Die zunehmende Dichte von Städten und Stadtgemeinden veränderte den Raum im deutschsprachigen Südwesten nachhaltig. Die Ansprüche im "neuen urbanistisch-politischen Programm" Rudolfs von Habsburg, so Gerhard Fouquet, machten einen neuen Ausgleich zwischen dem König und den Städten in Schwaben notwendig. Am königlichen Privileg für Heilbronn von 1281 zeigt er, wie über das Recht eine Interessenangleichung "zwischen dem normativen Vorbild Speyers, dem priviglegierenden König und der begünstigten civitas Heilbronn" erreicht wurde. Peter Kurmann nimmt dagegen die in der neueren kunsthistorischen Literatur wenig beachteten vier hochgotischen Sitzfiguren der Freiburger Grafen in den Blick, die das Untergeschoss am Westturm des Freiburger Münsters schmücken.

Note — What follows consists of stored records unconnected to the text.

PR #518, opened 2024-06-07
Update `sourcemap-upload `package to support deletion and correlating sourcemaps by filename

markerikson:
This PR:

- Updates the `source-map` upload package to accept two new options:
  - `deleteAfterUpload`: deletes any uploaded sourcemaps after the upload is done
  - `matchSourcemapsByFilename`: tries to look for a corresponding `.map` file on disk, in case the generated source did not having a sourcemap URL comment (such as if Webpack is set to `devtool: "hidden-source-map"`)
- Adds doc comments to all exported option fields
- Pastes the options type and description into the README

### DIFF
--- a/packages/sourcemap-upload/src/index.ts
+++ b/packages/sourcemap-upload/src/index.ts
@@ -26,6 +26,7 @@ export interface UploadOptions {
   group: string;
   key?: string;
   dryRun?: boolean;
+  matchSourcemapsByFilename?: boolean;
   extensions?: Array<string>;
   ignore?: Array<string>;
   root?: string;
@@ -49,7 +50,10 @@ export async function uploadSourceMaps(opts: UploadOptions): Promise<void> {
   );
   assert(
     typeof opts.dryRun === "boolean" || opts.dryRun === undefined,
-    "'dryRun' must be a string or undefined"
+  assert(
+    typeof opts.matchSourcemapsByFilename === "boolean" ||
+      opts.matchSourcemapsByFilename === undefined,
+    "'matchSourcemapsByFilename' must be a boolean or undefined"
   );
   assert(
     (Array.isArray(opts.extensions) &&
@@ -110,6 +114,7 @@ export async function uploadSourceMaps(opts: UploadOptions): Promise<void> {
     groupName: opts.group,
     apiKey,
     dryRun: !!opts.dryRun,
+    matchSourcemapsByFilename: !!opts.matchSourcemapsByFilename,
     extensions: opts.extensions || [".js", ".map"],
     ignorePatterns: opts.ignore || [],
     rootPath: path.resolve(cwd, opts.root || ""),
@@ -126,6 +131,7 @@ interface NormalizedOptions {
   groupName: string;
   apiKey: string;
   dryRun: boolean;
+  matchSourcemapsByFilename: boolean;
   extensions: Array<string>;
   ignorePatterns: Array<string>;
   rootPath: string;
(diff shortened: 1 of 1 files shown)


packages/sourcemap-upload/README.md
```diff
@@ -28,50 +28,68 @@ and vice-versa.
...
-
   /**
    * Run all of the local processing and searching for maps, but skip uploading them.
    */
   dryRun?: boolean;
-
+  /**
+   * Delete all found sourcemap files after they have been uploaded.
+   */
+  deleteAfterUpload?: boolean;
```
Andarist, line 57: So we'll recommend people switch to this from `webpack-delete-sourcemaps-plugin` if they happen to use that plugin. The goal of this option is to serve as a replacement for that other thing, right?

.changeset/tender-ghosts-obey.md
```diff
@@ -0,0 +1,5 @@
+---
+"@replayio/sourcemap-upload": patch
+---
+
+Update `sourcemap-upload `package to support deletion and correlating sourcemaps by filename
```
Andarist, line 5: This is going to be part of the CHANGELOG of this `@replayio/sourcemap-upload` package. So it should be written from its PoV. Mentioning "sourcema-upload" here is redundant. 

You could also mention what kind of options where added. It's helpful to know what's going to be possible now but some extra references to *how* would be useful too

packages/sourcemap-upload/README.md
markerikson: Yep!  Right now our doc page at https://docs.replay.io/reference/replay-cli/source-maps#next-js has a fictional `deleteSourcemaps()` function in the example. I was going to update that to direct people to use the deletion plugin, ran into issues, and said "I'll just do it myself".  Plus it's simpler this way anyway :)

packages/sourcemap-upload/README.md
```diff
@@ -28,50 +28,68 @@ and vice-versa.
...
+  /**
+   * If sourcemaps can't be matched to generated files by their sourceMappingURL, try matching by filenames on disk
+   */
+  matchSourcemapsByFilename?: boolean;
```
jcmorrow, line 61: Is there any reason not to default this to `true`? It seems like very reasonable default behavior.

markerikson: Can't immediately think of a reason _against_ having a default of `true`.

In practice, this shouldn't matter often, because normally generated bundles _will_ have a `sourceMappingURL` comment.  I just happened to find that they _don't_ when you set `devtool: "hidden-source-map"`, and only tried that because the delete plugin suggested it to avoid 404s.

Andarist: > I just happened to find that they don't when you set devtool: "hidden-source-map"

Isn't this a popular setting though? At least this is what I was always using to avoid my source maps being publicly available.

I'd probably make this a default too if we don't have any concerns around this.

markerikson: I'd actually never even _heard_ of `"hidden-source-map"` until now :)

But yes, went ahead and made this setting default to `true`

.changeset/tender-ghosts-obey.md
```diff
@@ -0,0 +1,5 @@
+---
+"@replayio/sourcemap-upload": patch
```
Andarist, line 2: Even though the other package will already benefit automatically~ from this change, I'd probably call it out explicitly here:
```suggestion
"@replayio/sourcemap-upload": patch
"@replayio/sourcemap-upload-webpack-plugin": patch
```

Andarist (approved):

Dabei deutet er die um 1270 geschaffenen Figuren nicht unter dynastischen Gesichtspunkten, sondern bringt sie in Verbindung mit dem heilsgeschichtlich aufgeladenen Bildprogramm des Tympanons am Portal in der Turmvorhalle. Auf diese Weise "gelesen" versinnbildlichen die Figuren die "enge Einbindung der weltlichen Machthaber in das Heilssystem der Kirche", die insofern als "Garanten der Heilsordnung" verstanden werden konnten. Die Festschrift, die mit ihren fundierten Beiträgen ebenso tiefe wie facettenreiche Einblicke in die mittelalterliche Geschichte des deutschsprachigen Südwestens vermittelt und in vielen Fällen Impulsgeber für weitere Untersuchungen sein dürfte, wird in willkommener Weise durch ein Schriftenverzeichnis von Thomas Zotz aus den Jahren 2003 bis 2008 sowie durch ein ausführliches Orts- und Personennamenregister ergänzt.